Klimanotizen 28
Warum der Anstieg der Methan-Emissionen Sorgen macht. Wie Versicherer durch die Klimakrise kommen. Welche Rolle die stofflichen Grundlagen gesellschaftlicher Regulationsmuster in Debatten über Veränderung spielen sollten. Und was es mit der Idee der Faltung auf sich hat.

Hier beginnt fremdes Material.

PR #1670, opened 2022-03-26
Buffs shields.

Rafflesia7793:
## About The Pull Request
When shields were first introduced and these values set, you could accurately fire longarms while holding one. This is no longer the case, and a result, they have fallen into disuse, only used for the rule of cool. This PR slightly buffs the combat shield's block chance, the amount of damage it is capable of blocking, and moves the shield's slowdown to match it's current capabilities.

## Why It's Good For The Game
Adds more options to the stale combat meta.

## Did You Test It?
Yes.
## Authorship
Rafflesia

#1 Wo stehen wir? Womöglich am Beginn von Termination Zero, wie der Atmosphärenwissenschaftler Euan Nisbet bei »The Conversation« darlegt. Es geht um den schnellen Anstieg des klimawirksamen Methans in der Atmosphäre seit 2006, der vor allem »durch biologische Emissionen und nicht durch die Verbrennung fossiler Brennstoffe« angetrieben wird, wobei die biologischen Emissionen wiederum durch den Klimawandel befeuert werden. Die jüngste Dynamik der Emissionen könnte »ein Zeichen dafür sein, dass ein großer Wandel im Klima der Erde begonnen hat«, so Nisbet. Denn eine beschleunigte Zunahme der Methankonzentration sind Kennzeichen der »Übergänge von kalten Eiszeiten zu warmen Zwischeneiszeiten«. Nur: Die Erde befindet sich derzeit schon in einer warmen Zwischenzeit, wohin also führt ein möglicher nächster Übergang? »Zu einer neuen, noch wärmeren Zukunft.« Die Folgen »für die Biosphäre im Allgemeinen als auch für die Nahrungsmittelproduktion in Süd- und Ostasien und Teilen Afrikas im Besonderen, wären beträchtlich«.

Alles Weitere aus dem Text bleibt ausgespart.